A lire :  OVNIS : y a-t-il quelqu'un ?

Trappl est toujours bien utilisé. Il n’y a pas beaucoup de octogénaires qui accomplissent un tel travail avec autant d’énergie, même pas dans le domaine scientifique, où l’engagement et l’enthousiasme pour le sujet concerné sont certainement plus prononcés à un âge avancé que dans d’autres professions. Pourtant, très peu de chercheurs de cette génération restent assis à l’institut jusqu’à quatre heures du matin, armés de quelques barres de chocolat, à méditer sur des questions scientifiques. Mais cela n’a probablement jamais été différent pour lui, même pendant sa formation : il a obtenu un diplôme d’ingénieur en génie électrique, un doctorat en psychologie avec une mineure en astronomie, un diplôme en sociologie et – il y a seulement sept ans – un diplôme en gestion générale. Il a dirigé l’Institut de médecine cybernétique de MedUni Vienne pendant trois décennies ; est l’auteur de plus de 180 articles professionnels ; a agi en tant qu’auteur, éditeur ou co-éditeur de revues spécialisées et de 35 livres avec des titres tels que « Impacts of Artificial Intelligence », « A Construction Manual for Robots’ Ethical Systems » ou « Your Virtual Butler ». Il a également un faible pour la pantomime, le théâtre d’improvisation et la danse contemporaine et s’est également produit en tant que danseur, par exemple au Museumsquartier et au Kammerspiele de Munich. Dans de petits groupes, il prouve parfois qu’il sait chanter des chansons viennoises.
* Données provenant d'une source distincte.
PR #4169, opened 2021-07-20
Add `postUrl` method

ydag:
This PR adds `postUrl` implementation to use **POST** request and accept **POST** data.

Related issues :

- Fixes [flutter/flutter#27730](https://github.com/flutter/flutter/issues/27730)

## Pre-launch Checklist

- [ ] I signed the [CLA].

### DIFF
--- a/packages/webview_flutter/android/build.gradle
+++ b/packages/webview_flutter/android/build.gradle
@@ -37,5 +37,6 @@ android {
         implementation 'androidx.annotation:annotation:1.0.0'
         implementation 'androidx.webkit:webkit:1.0.0'
         testImplementation 'junit:junit:4.12'
+        testImplementation 'org.mockito:mockito-core:3.10.0'
     }
 }
--- a/packages/webview_flutter/android/src/main/java/io/flutter/plugins/webviewflutter/FlutterWebView.java
+++ b/packages/webview_flutter/android/src/main/java/io/flutter/plugins/webviewflutter/FlutterWebView.java
@@ -17,6 +17,7 @@ import android.webkit.WebStorage;
 import android.webkit.WebView;
 import android.webkit.WebViewClient;
 import androidx.annotation.NonNull;
+import androidx.annotation.VisibleForTesting;
 import io.flutter.plugin.common.BinaryMessenger;
 import io.flutter.plugin.common.MethodCall;
 import io.flutter.plugin.common.MethodChannel;
@@ -77,6 +78,14 @@ public class FlutterWebView implements PlatformView, MethodCallHandler {
     public void onProgressChanged(WebView view, int progress) {
       flutterWebViewClient.onLoadingProgress(progress);
     }
+  }
+
+  @VisibleForTesting
+  FlutterWebView(WebView webView, MethodChannel methodChannel, Handler platformThreadHandler) {
+    this.webView = webView;
+    this.methodChannel = methodChannel;
+    flutterWebViewClient = new FlutterWebViewClient(methodChannel);
+    this.platformThreadHandler = platformThreadHandler;
   }
 
   @TargetApi(Build.VERSION_CODES.JELLY_BEAN_MR1)
--- a/packages/webview_flutter/android/src/main/java/io/flutter/plugins/webviewflutter/FlutterWebView.java
+++ b/packages/webview_flutter/android/src/main/java/io/flutter/plugins/webviewflutter/FlutterWebView.java
@@ -261,6 +261,14 @@ public class FlutterWebView implements PlatformView, MethodCallHandler {
     result.success(null);
   }
 
+  public void postUrl(MethodCall methodCall, Result result) {
+    Map<String, Object> request = (Map<String, Object>) methodCall.arguments;
+    String url = (String) request.get("url");
+    byte[] postData = (byte[]) request.get("postData");
+    webView.postUrl(url, postData);
+    result.success(null);
+  }
+
   private void canGoBack(Result result) {
     result.success(webView.canGoBack());
   }
--- a/packages/webview_flutter/android/src/main/java/io/flutter/plugins/webviewflutter/FlutterWebView.java
+++ b/packages/webview_flutter/android/src/main/java/io/flutter/plugins/webviewflutter/FlutterWebView.java
@@ -193,6 +193,9 @@ public class FlutterWebView implements PlatformView, MethodCallHandler {
       case "loadUrl":
         loadUrl(methodCall, result);
         break;
+      case "postUrl":
+        postUrl(methodCall, result);
+        break;
       case "updateSettings":
         updateSettings(methodCall, result);
         break;
--- a/packages/webview_flutter/android/src/test/java/io/flutter/plugins/webviewflutter/WebViewTest.java
+++ b/packages/webview_flutter/android/src/test/java/io/flutter/plugins/webviewflutter/WebViewTest.java
@@ -5,11 +5,83 @@
 package io.flutter.plugins.webviewflutter;
 
 import static org.junit.Assert.assertEquals;
+import static org.mockito.ArgumentMatchers.isA;
+import static org.mockito.Mockito.doNothing;
 
+import android.os.Handler;
+import android.webkit.WebView;
 import android.webkit.WebViewClient;
+import io.flutter.plugin.common.MethodCall;
+import io.flutter.plugin.common.MethodChannel;
+import java.util.HashMap;
+import java.util.Map;
+import org.junit.Before;
 import org.junit.Test;
+import org.mockito.ArgumentCaptor;
+import org.mockito.Mock;
+import org.mockito.MockitoAnnotations;
+import org.mockito.internal.matchers.Null;
 
 public class WebViewTest {
+  private static final String POST_URL = "postUrl";
+  private static final String URL = "www.example.com";
+  byte[] postData;
+
+  @Mock WebView mockWebView;
+  @Mock MethodChannel mockChannel;
+  @Mock Handler mockHandler;
+  @Mock MethodChannel.Result mockResult;
+
+  FlutterWebView flutterWebView;
+
+  @Before
+  public void setUp() {
+    MockitoAnnotations.openMocks(this);
+    postData = new byte[5];
+  }
+
+  @Test
+  public void testPostUrl_should_call_webView_postUrl_with_correct_url() {
+    MethodCall call = buildMethodCall(POST_URL, URL, postData);
+    flutterWebView = new FlutterWebView(mockWebView, mockChannel, mockHandler);
+
+    ArgumentCaptor<String> valueCapture = ArgumentCaptor.forClass(String.class);
+
+    doNothing().when(mockWebView).postUrl(valueCapture.capture(), isA(byte[].class));
+
+    flutterWebView.postUrl(call, mockResult);
+
+    assertEquals(URL, valueCapture.getValue());
+  }
+
+  @Test
+  public void testPostUrl_should_call_webView_postUrl_with_correct_http_body() {
+    MethodCall call = buildMethodCall(POST_URL, URL, postData);
+    flutterWebView = new FlutterWebView(mockWebView, mockChannel, mockHandler);
+
+    ArgumentCaptor<byte[]> valueCapture = ArgumentCaptor.forClass(byte[].class);
+
+    doNothing().when(mockWebView).postUrl(isA(String.class), valueCapture.capture());
+
+    flutterWebView.postUrl(call, mockResult);
+
+    assertEquals(postData, valueCapture.getValue());
+  }
+
+  @Test
+  public void testPostUrl_should_call_result_success_with_null() {
+    MethodCall call = buildMethodCall(POST_URL, URL, postData);
+    flutterWebView = new FlutterWebView(mockWebView, mockChannel, mockHandler);
+
+    ArgumentCaptor<Null> valueCapture = ArgumentCaptor.forClass(Null.class);
+
+    doNothing().when(mockResult).success(valueCapture.capture());
+
+    flutterWebView.postUrl(call, mockResult);
+
+    assertEquals(null, valueCapture.getValue());
+  }
+
   @Test
   public void errorCodes() {
     assertEquals(
@@ -45,5 +117,13 @@ public class WebViewTest {
     assertEquals(
         FlutterWebViewClient.errorCodeToString(WebViewClient.ERROR_UNSUPPORTED_SCHEME),
         "unsupportedScheme");
+  }
+
+  private MethodCall buildMethodCall(String method, final String url, final byte[] postData) {
+    final Map<String, Object> arguments = new HashMap<>();
+    arguments.put("url", url);
+    arguments.put("postData", postData);
+
+    return new MethodCall(method, arguments);
   }
 }
--- a/packages/webview_flutter/example/ios/RunnerTests/FLTWebViewTests.m
+++ b/packages/webview_flutter/example/ios/RunnerTests/FLTWebViewTests.m
@@ -11,6 +11,63 @@
 
 static bool feq(CGFloat a, CGFloat b) { return fabs(b - a) < FLT_EPSILON; }
 
+@interface FLTWebViewController (Test)
+- (bool)postUrl:(NSString *)url withBody:(FlutterStandardTypedData *)postData;
+- (void)onPostUrl:(FlutterMethodCall *)call result:(FlutterResult)result;
+- (bool)postRequest:(NSDictionary<NSString *, id> *)request;
+@end
+
+@interface MockFLTWebViewControllerForOnPostUrl : FLTWebViewController
+- (instancetype)initWithPostRequest:(BOOL)postRequestResult;
+@end
+
+@implementation MockFLTWebViewControllerForOnPostUrl {
+  bool _postRequestResult;
+}
+
+- (instancetype)initWithPostRequest:(bool)postRequestResult {
+  _postRequestResult = postRequestResult;
+  return self;
+}
+
+- (bool)postRequest:(NSDictionary<NSString *, id> *)request {
+  return _postRequestResult;
+}
+
+@end
+
+@interface MockFLTWebViewControllerForPostRequest : FLTWebViewController
+- (instancetype)initWithPostUrl:(BOOL)postUrlResult;
+@end
+
+@implementation MockFLTWebViewControllerForPostRequest {
+  bool _postUrlResult;
+}
+
+- (instancetype)initWithPostUrl:(bool)postUrlResult {
+  _postUrlResult = postUrlResult;
+  return self;
+}
+
+- (bool)postUrl:(NSString *)url withBody:(FlutterStandardTypedData *)postData {
+  return _postUrlResult;
+}
+
+@end
+
+@interface MockWKWebViewForPostUrl : FLTWKWebView
+@property(nonatomic, nullable) NSMutableURLRequest *receivedResult;
+@end
+
+@implementation MockWKWebViewForPostUrl
+
+- (WKNavigation *)loadRequest:(NSMutableURLRequest *)request {
+  _receivedResult = request;
+  return nil;
+}
+
+@end
+
 @interface FLTWebViewTests : XCTestCase
 
 @property(strong, nonatomic) NSObject<FlutterBinaryMessenger> *mockBinaryMessenger;
--- a/packages/webview_flutter/example/ios/RunnerTests/FLTWebViewTests.m
+++ b/packages/webview_flutter/example/ios/RunnerTests/FLTWebViewTests.m
@@ -72,6 +72,8 @@ static bool feq(CGFloat a, CGFloat b) { return fabs(b - a) < FLT_EPSILON; }
 
 @property(strong, nonatomic) NSObject<FlutterBinaryMessenger> *mockBinaryMessenger;
 
+@property(readonly, nonatomic) MockWKWebViewForPostUrl *resultObject;
+
 @end
 
 @implementation FLTWebViewTests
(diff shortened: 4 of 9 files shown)


packages/webview_flutter/webview_flutter/android/src/main/java/io/flutter/plugins/webviewflutter/FlutterWebView.java
```diff
@@ -79,6 +80,14 @@ public void onProgressChanged(WebView view, int progress) {
...
   }
 
+  @VisibleForTesting
+  FlutterWebView(WebView webView, MethodChannel methodChannel, Handler platformThreadHandler) {
+    this.webView = webView;
+    this.methodChannel = methodChannel;
+    flutterWebViewClient = new FlutterWebViewClient(methodChannel);
+    this.platformThreadHandler = platformThreadHandler;
+  }
+
```
mvanbeusekom, line 90: Creating a separate constructor just for the purpose of testing is considered a bad practise (see also [this answer](https://softwareengineering.stackexchange.com/a/385805/336392)).

I have just merged my [PR](https://github.com/flutter/plugins/pull/4178) which refactors the existing constructor which should help you mock the `methodChannel` and `webView` instances more easily. If you merge with the master branch you should be able to remove this constructor and fix the unit-test.

packages/webview_flutter/webview_flutter/android/src/main/java/io/flutter/plugins/webviewflutter/FlutterWebView.java
```diff
@@ -258,6 +270,14 @@ private void loadUrl(MethodCall methodCall, Result result) {
     result.success(null);
   }
 
+  public void postUrl(MethodCall methodCall, Result result) {
```
mvanbeusekom, line 273: I think this method should be `private`, if there is a reason to keep it `public` it should be documented.

packages/webview_flutter/webview_flutter/ios/Classes/FlutterWebView.h
```diff
@@ -7,26 +7,28 @@
...
+
 @interface FLTWebViewController : NSObject <FlutterPlatformView, WKUIDelegate>
 
 - (instancetype)initWithFrame:(CGRect)frame
                viewIdentifier:(int64_t)viewId
                     arguments:(id _Nullable)args
               binaryMessenger:(NSObject<FlutterBinaryMessenger>*)messenger;
 
+- (instancetype)initWithWebView:(FLTWKWebView*)webView;
+
```
mvanbeusekom, line 26: Same as with Android, creating a constructor just to facilitate unit-testing is a bad practise. On the iOS side I haven't made any refactor changes so have a look if you can solve it in a similar way.

packages/webview_flutter/webview_flutter/ios/Classes/FlutterWebView.m
```diff
@@ -192,6 +200,17 @@ - (void)onLoadUrl:(FlutterMethodCall*)call result:(FlutterResult)result {
   }
 }
 
+- (void)onPostUrl:(FlutterMethodCall*)call result:(FlutterResult)result {
```
mvanbeusekom, line 203: Missing documentation. All methods need comments, per style guide.

packages/webview_flutter/webview_flutter/ios/Classes/FlutterWebView.m
```diff
@@ -450,6 +469,33 @@ - (bool)loadUrl:(NSString*)url withHeaders:(NSDictionary<NSString*, NSString*>*)
   return true;
 }
 
+- (bool)postRequest:(NSDictionary<NSString*, id>*)request {
```
mvanbeusekom, line 472: Missing documentation.

packages/webview_flutter/webview_flutter/ios/Classes/FlutterWebView.m
```diff
@@ -450,6 +469,33 @@ - (bool)loadUrl:(NSString*)url withHeaders:(NSDictionary<NSString*, NSString*>*)
...
+  if ([url isKindOfClass:[NSString class]]) {
+    id postData = request[@"postData"];
+    if ([postData isKindOfClass:[FlutterStandardTypedData class]]) {
+      return [self postUrl:url withBody:postData];
+    }
+  }
+  return false;
+}
+
+- (bool)postUrl:(NSString*)url withBody:(FlutterStandardTypedData*)postData {
```
mvanbeusekom, line 487: Missing documentation.

mvanbeusekom (changes requested):

packages/webview_flutter/webview_flutter/ios/Classes/FlutterWebView.m
```diff
@@ -450,6 +469,33 @@ - (bool)loadUrl:(NSString*)url withHeaders:(NSDictionary<NSString*, NSString*>*)
...
 
+- (bool)postRequest:(NSDictionary<NSString*, id>*)request {
+  if (!request) {
+    return false;
+  }
+
+  NSString* url = request[@"url"];
+  if ([url isKindOfClass:[NSString class]]) {
+    id postData = request[@"postData"];
+    if ([postData isKindOfClass:[FlutterStandardTypedData class]]) {
```
stuartmorgan, line 480: Please just use early returns for error handling instead of chaining methods for the sole purpose of reducing nesting.

packages/webview_flutter/webview_flutter/lib/platform_interface.dart
```diff
@@ -187,6 +188,22 @@ abstract class WebViewPlatformController {
...
+  ///
+  /// If `url` is not a network URL, it will be loaded with `loadUrl` instead,
+  /// ignoring the `postData` param on Android.
+  ///
+  /// `url` and `postData` must not be null.
+  ///
+  /// Throws an ArgumentError if `url` is not a valid URL string.
+  Future<void> postUrl(
+    String url,
+    Uint8List postData,
```
stuartmorgan, line 201: Someone is inevitably going to want to pass headers here.

More generally, anything we might add to one of these methods is likely to apply to the other, which makes me thing we should make a new API that operates in terms of a new simple request class, rather than having a bunch of parameters. That will also mean we could add new things to the requests later without it being a breaking change for implementors, since the request object wouldn't be subclassed by each implementation (unlike method arguments, which are breaking to add).

mvanbeusekom: The main reason why we haven't implemented support for headers here is that this is not supported on Android. There is a possible workaround where we do a normal HTTP Post request and load the resulting HTML in the WebView control but this will have the side effect that we need to await for the whole request to be finished before we can load the HTML in the WebView control. Whereas on iOS the WKWebView control can start loading the HTML content directly as it arrives on the response stream. So since there is a difference in behaviour between platforms we choose to stick to the most common implementation (which is indeed a bit limited).

I just wanted to provide this bit of context so you have the full picture on why we choose this direction. I like the idea of adding a new API which operates based on a simple request class. However that also doesn't really solve the issue when dealing with headers on Android. It might even make things worse as it will be more difficult to explain certain fields don't work on certain platforms. 

So maybe good to have a small discussion on this before we pick a certain direction to go on?

stuartmorgan: It's fine to explain that certain features don't work on specific platforms; we do that all the time in plugins. We shouldn't paint ourselves into an API corner here just because we can't currently support a feature on one platform.

packages/webview_flutter/webview_flutter/lib/platform_interface.dart
```diff
@@ -173,15 +174,25 @@ abstract class WebViewPlatformController {
...
+  /// for the request.
+  ///
+  /// - If [WebViewRequest.body] is not null, it will be added as HTTP body
+  /// for the request.
   ///
   /// `url` must not be null.
   ///
   /// Throws an ArgumentError if `url` is not a valid URL string.
   Future<void> loadUrl(
     String url,
```
stuartmorgan, line 194: Why is the URL separate from the request?

packages/webview_flutter/webview_flutter/lib/platform_interface.dart
```diff
@@ -173,15 +174,25 @@ abstract class WebViewPlatformController {
...
-    Map<String, String>? headers,
+    WebViewRequest? request,
```
stuartmorgan, line 195: I don't think this should be nullable; a request must have a method. (If URL gets folded in, it will definitely not be nullable).

packages/webview_flutter/webview_flutter/lib/platform_interface.dart
stuartmorgan, line 194: This seems like a good opportunity to switch from `String` to `Uri`; a lesson of `url_launcher` has been that people pass a lot of invalid URLs to things that accept strings, and this causes issue (e.g., Android working but iOS not working because iOS is stricter about creating URLs from invalid strings.)

packages/webview_flutter/webview_flutter/lib/platform_interface.dart
```diff
@@ -173,15 +174,25 @@ abstract class WebViewPlatformController {
...
+  /// [WebViewRequest.headers] will be added as key value pairs of HTTP headers
+  /// for the request.
+  ///
+  /// - If [WebViewRequest.body] is not null, it will be added as HTTP body
+  /// for the request.
   ///
   /// `url` must not be null.
   ///
   /// Throws an ArgumentError if `url` is not a valid URL string.
   Future<void> loadUrl(
```
stuartmorgan, line 193: I think rather than breaking clients, we should add a `loadRequest` and deprecate `loadUrl`.

packages/webview_flutter/webview_flutter/lib/src/types/webview_request.dart
```diff
@@ -0,0 +1,53 @@
...
+    required this.method,
+    this.headers,
+    this.body,
+  });
+
+  /// HTTP method used to load the page.
+  final WebViewLoadMethod method;
+
+  /// HTTP headers for the request.
+  final Map<String, String>? headers;
```
stuartmorgan, line 42: Generally we prefer default-empty collections rather than nullable collections, so there aren't two ways to express the same thing ("no headers" in this case).

packages/webview_flutter/webview_flutter/lib/src/webview_method_channel.dart
```diff
@@ -5,6 +5,7 @@
 import 'dart:async';
 
 import 'package:flutter/services.dart';
+import '../src/types/webview_request.dart';
```
stuartmorgan, line 8: This should be grouped with the below, not the `package:` entry.

packages/webview_flutter/webview_flutter/lib/webview_flutter.dart
```diff
@@ -634,19 +635,29 @@ class WebViewController {
...
+  /// - If [WebViewRequest.body] is not null, it will be added as HTTP body
+  /// for the request.
   ///
   /// `url` must not be null.
   ///
   /// Throws an ArgumentError if `url` is not a valid URL string.
   Future<void> loadUrl(
     String url, {
-    Map<String, String>? headers,
+    WebViewRequest? request,
```
stuartmorgan, line 656: All the same comments apply here (I meant to make them on the public interface not the platform interface, but they are applicable in both places.)

stuartmorgan (changes requested):
First pass on the Dart changes; I haven't looked at the implementation yet since getting the API nailed down is the most important part.

BeMacized:
@googlebot I consent.

ydag:
@googlebot I consent.

packages/webview_flutter/webview_flutter/android/src/main/java/io/flutter/plugins/webviewflutter/FlutterWebView.java
```diff
@@ -294,6 +312,65 @@ private void loadUrl(MethodCall methodCall, Result result) {
...
+                  @Override
+                  public void onComplete(String content) {
+                    if (!webView.isAttachedToWindow()) {
+                      result.error(
+                          "webview_destroyed",
+                          "Could not complete the post request because the webview is destroyed",
+                          null);
+                    } else {
+                      webView.loadDataWithBaseURL(
+                          webViewRequest.getUrl(), content, "text/html", "UTF-8", null);
```
stuartmorgan, line 341: Are we certain that the request URL is always correct? E.g., what happens here in the case of a server-side redirect to a different origin?

packages/webview_flutter/webview_flutter/example/integration_test/webview_flutter_test.dart
```diff
@@ -90,6 +91,7 @@ void main() {
     final Map<String, String> headers = <String, String>{
       'test_header': 'flutter_test_header'
     };
+    // ignore: deprecated_member_use
```
stuartmorgan, line 94: Why are there no new integration tests using the new API?

packages/webview_flutter/webview_flutter/example/ios/RunnerTests/FLTWebViewTests.m
```diff
@@ -11,19 +11,215 @@
...
+}
+
+- (FLTWKWebView *)createFLTWKWebViewWithFrame:(CGRect)frame
+                                configuration:(WKWebViewConfiguration *)configuration
+                           navigationDelegate:(FLTWKNavigationDelegate *)navigationDelegate {
+  mockFLTWKWebView = [MockFLTWKWebView new];
+  return mockFLTWKWebView;
+}
+
+- (MockFLTWKWebView *)getResultObject {
```
stuartmorgan, line 50: ObjC methods should not start with `get`.

packages/webview_flutter/webview_flutter/example/ios/RunnerTests/FLTWebViewTests.m
```diff
@@ -11,19 +11,215 @@
...
+@end
+
+@implementation MockFLTWebViewController {
+  MockFLTWKWebView *mockFLTWKWebView;
+}
+
+- (FLTWKWebView *)createFLTWKWebViewWithFrame:(CGRect)frame
+                                configuration:(WKWebViewConfiguration *)configuration
+                           navigationDelegate:(FLTWKNavigationDelegate *)navigationDelegate {
+  mockFLTWKWebView = [MockFLTWKWebView new];
```
stuartmorgan, line 46: https://google.github.io/styleguide/objcguide.html#do-not-use-new

packages/webview_flutter/webview_flutter/example/ios/RunnerTests/FLTWebViewTests.m
stuartmorgan: It's also not clear to me why this is a "result object" when it's created by the mock itself. Why not just call this `mockWebView` (and make it a property)?

packages/webview_flutter/webview_flutter/example/ios/RunnerTests/FLTWebViewTests.m
```diff
@@ -11,19 +11,215 @@
...
+@end
+
 @implementation FLTWebViewTests
 
 - (void)setUp {
   [super setUp];
   self.mockBinaryMessenger = OCMProtocolMock(@protocol(FlutterBinaryMessenger));
 }
 
+- (void)testbuildNSURLRequest_should_return_nil_when_arguments_is_nil {
```
stuartmorgan, line 86: Please use standard ObjC naming, which does not use snake case.

packages/webview_flutter/webview_flutter/example/lib/main.dart
```diff
@@ -270,6 +270,7 @@ class SampleMenu extends StatelessWidget {
       WebViewController controller, BuildContext context) async {
     final String contentBase64 =
         base64Encode(const Utf8Encoder().convert(kNavigationExamplePage));
+    // ignore: deprecated_member_use
     await controller.loadUrl('data:text/html;base64,$contentBase64');
```
stuartmorgan, line 274: We should use current APIs, not deprecated APIs, in the example.

packages/webview_flutter/webview_flutter/ios/Classes/FlutterWebView.m
```diff
@@ -94,34 +94,46 @@ - (instancetype)initWithFrame:(CGRect)frame
     [self updateAutoMediaPlaybackPolicy:args[@"autoMediaPlaybackPolicy"]
                         inConfiguration:configuration];
 
-    _webView = [[FLTWKWebView alloc] initWithFrame:frame configuration:configuration];
     _navigationDelegate = [[FLTWKNavigationDelegate alloc] initWithChannel:_channel];
-    _webView.UIDelegate = self;
-    _webView.navigationDelegate = _navigationDelegate;
+    _webView = [self createFLTWKWebViewWithFrame:frame
```
stuartmorgan, line 98: Do not call methods in init: https://google.github.io/styleguide/objcguide.html#avoid-messaging-the-current-object-within-initializers-and--dealloc

I see that there are already violations of this; we should not add more (and should at some point fix those).

packages/webview_flutter/webview_flutter/ios/Classes/FlutterWebView.m
```diff
@@ -192,6 +206,29 @@ - (void)onLoadUrl:(FlutterMethodCall*)call result:(FlutterResult)result {
   }
 }
```
stuartmorgan, line 207: The legacy URL-based method should, as much as possible, be refactored to use the same flow as the new request-based method, so we don't have independent codepaths.

packages/webview_flutter/webview_flutter/ios/Classes/FlutterWebView.m
```diff
@@ -450,6 +487,53 @@ - (bool)loadUrl:(NSString*)url withHeaders:(NSDictionary<NSString*, NSString*>*)
...
+ * Parses the arguments and converts them into an NSURLRequest object.
+ *
+ * @param arguments the method call arguments.
+ *
+ * @return NSURLRequest object.
+ */
+- (NSURLRequest*)buildNSURLRequest:(NSDictionary<NSString*, id>*)arguments {
+  if (!arguments) {
+    return nil;
+  }
```
stuartmorgan, line 500: This check isn't necessary.

packages/webview_flutter/webview_flutter/ios/Classes/FlutterWebView.m
```diff
@@ -450,6 +487,53 @@ - (bool)loadUrl:(NSString*)url withHeaders:(NSDictionary<NSString*, NSString*>*)
...
+
+  id requestParameters = arguments[@"request"];
+  if (!(requestParameters && [requestParameters isKindOfClass:[NSDictionary class]])) {
+    return nil;
+  }
+
+  NSString* url = requestParameters[@"url"];
```
stuartmorgan, line 507: `urlString`

packages/webview_flutter/webview_flutter/ios/Classes/FlutterWebView.m
```diff
@@ -450,6 +487,53 @@ - (bool)loadUrl:(NSString*)url withHeaders:(NSDictionary<NSString*, NSString*>*)
...
+  if (!url) {
+    return nil;
+  }
+
+  NSURL* nsUrl = [NSURL URLWithString:url];
```
stuartmorgan, line 512: `url`

packages/webview_flutter/webview_flutter/ios/Classes/FlutterWebView.m
```diff
@@ -450,6 +487,53 @@ - (bool)loadUrl:(NSString*)url withHeaders:(NSDictionary<NSString*, NSString*>*)
...
+ *
+ * @return NSURLRequest object.
+ */
+- (NSURLRequest*)buildNSURLRequest:(NSDictionary<NSString*, id>*)arguments {
+  if (!arguments) {
+    return nil;
+  }
+
+  id requestParameters = arguments[@"request"];
+  if (!(requestParameters && [requestParameters isKindOfClass:[NSDictionary class]])) {
```
stuartmorgan, line 503: The first check is unnecessary; sending a message to nil returns nil/NO/0/etc.

packages/webview_flutter/webview_flutter/ios/Classes/FlutterWebView.m
```diff
@@ -450,6 +487,53 @@ - (bool)loadUrl:(NSString*)url withHeaders:(NSDictionary<NSString*, NSString*>*)
...
+
+  NSMutableURLRequest* request = [NSMutableURLRequest requestWithURL:nsUrl];
+
+  NSString* httpMethod = requestParameters[@"method"];
+  if (httpMethod) {
+    [request setHTTPMethod:httpMethod];
+  }
+
+  id httpBody = requestParameters[@"body"];
+  if (httpBody && [httpBody isKindOfClass:[FlutterStandardTypedData class]]) {
```
stuartmorgan, line 525: First check is unnecessary again.

packages/webview_flutter/webview_flutter/ios/Classes/FlutterWebView.m
```diff
@@ -450,6 +487,53 @@ - (bool)loadUrl:(NSString*)url withHeaders:(NSDictionary<NSString*, NSString*>*)
...
+    [request setHTTPBody:[httpBody data]];
+  }
+
+  id headers = requestParameters[@"headers"];
+  if (headers && [headers isKindOfClass:[NSDictionary class]]) {
```
stuartmorgan, line 530: And here.

packages/webview_flutter/webview_flutter/lib/platform_interface.dart
```diff
@@ -187,6 +188,30 @@ abstract class WebViewPlatformController {
         "WebView loadUrl is not implemented on the current platform");
   }
 
+  /// Loads the specified URL.
+  ///
+  /// [WebViewRequest] must not be null.
```
stuartmorgan, line 193: Don't document things that are communicated by the type (and enforced by the compiler)

packages/webview_flutter/webview_flutter/lib/platform_interface.dart
```diff
@@ -187,6 +188,30 @@ abstract class WebViewPlatformController {
...
+  /// in the [WebViewLoadMethod].
+  ///
+  /// If [WebViewRequest.headers] is not empty, the key value pairs in the
+  /// [WebViewRequest.headers] will be added as key value pairs of HTTP headers
+  /// for the request.
+  ///
+  /// If [WebViewRequest.body] is not null, it will be added as HTTP body
+  /// for the request.
+  ///
+  /// [WebViewRequest.uri] must not be null.
```
stuartmorgan, line 205: Same.

packages/webview_flutter/webview_flutter/lib/src/types/webview_request.dart
```diff
@@ -0,0 +1,58 @@
...
+  final Uint8List? body;
+
+  /// Serializes the [WebViewRequest] to JSON.
+  Map<String, dynamic> toJson() => {
+        'url': this.uri.toString(),
+        'method': this.method.serialize(),
+        'headers': this.headers,
+        'body': this.body,
+      };
+}
```
stuartmorgan, line 58: Please add simple unit tests of this class, validating that `toJson` works.

packages/webview_flutter/webview_flutter/lib/webview_flutter.dart
```diff
@@ -648,6 +650,31 @@ class WebViewController {
...
+  /// for the request.
+  ///
+  /// [WebViewRequest.uri] must not be null.
+  ///
+  /// Throws an ArgumentError if [WebViewRequest.uri] has empty scheme.
+  Future<void> loadRequest({
+    required WebViewRequest request,
+  }) async {
+    assert(request != null);
+    _validateUri(request.uri);
```
stuartmorgan, line 674: Why not just inline this? It's a trivial method that's only used once.

packages/webview_flutter/webview_flutter/test/webview_flutter_test.dart
```diff
@@ -894,13 +905,14 @@ void main() {
...
       await controller.loadUrl('https://google.com', headers: headers);
 
       expect(platform.lastUrlLoaded, 'https://google.com');
       expect(platform.lastRequestHeaders, headers);
     });
   });
+
   testWidgets('Set UserAgent', (WidgetTester tester) async {
     await tester.pumpWidget(const WebView(
       initialUrl: 'https://youtube.com',
```
stuartmorgan, line 918: Why are there no new tests for the new API?

stuartmorgan (changes requested):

Il résume tout cela en trois mots sur son site Internet : Il aime la vie.

En général, cela semble être une bonne recette que vous pourriez utiliser vous-même plus souvent : ne faites que ce que vous aimez vraiment dans la vie, et suffisamment pour le faire avec vigueur et dévouement, quel que soit l’âge et l’heure du jour ou de la nuit. . C’est précisément cette attitude qui est également nécessaire pour laisser une marque durable en tant que pionnier d’une branche de renommée mondiale, et c’est précisément cette vision du monde que Robert Trappl transmet lorsque vous le rencontrez – ce que l’auteur de ce texte a eu l’occasion de faire à plusieurs reprises. récemment : dans le cadre d’articles de profil, dans le cadre d’événements communs sur podium et lors de certaines occasions semi-privées. On se souviendra toujours d’un homme qui regarde les progrès de sa propre discipline avec un vif intérêt, mais aussi avec un scepticisme bien dosé – par exemple lorsqu’il commente des vidéos prétendument montrant des performances fantastiques de robots autonomes en disant qu’on peut en obtenir cinq. pour chaque film ou six tentatives, parce que les grandes machines échouaient à plusieurs reprises dans leur tâche. On se souviendra surtout d’un homme à l’esprit fin et vif, qui fait toujours preuve d’autodérision.

A lire :  Virelangue : qu’en est-il des glaciers autrichiens ?

Récemment, lors d’un débat scientifique au centre-ville de Vienne. Après une longue discussion et quelques chansons viennoises, Robert Trappl nous dit au revoir vers dix heures du soir. Il dit qu’il veut enfin aller travailler maintenant.